Activity: After locating the line with "Tests: Stability tests", reproduce that line and every one following it exactly, up to the end of the entries.
=== Given entries ===
PR #212, opened 2025-05-08
Tests: Stability tests update & better E2E logging. 

kkeroo:
## Purpose
We need better logging in E2E tests so we can see where the tests stopped. In the stability tests we need intermediate logs on all tests, leave out some unnecessary tests for stability (pnn, parser_generator), fix duration bug in some tests, add better description and improve memory limits on docker containers.

## Specification
None / not applicable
===
Answer box:
Tests: Stability tests update & better E2E logging. 

kkeroo:
## Purpose
We need better logging in E2E tests so we can see where the tests stopped. In the stability tests we need intermediate logs on all tests, leave out some unnecessary tests for stability (pnn, parser_generator), fix duration bug in some tests, add better description and improve memory limits on docker containers.

## Specification
None / not applicable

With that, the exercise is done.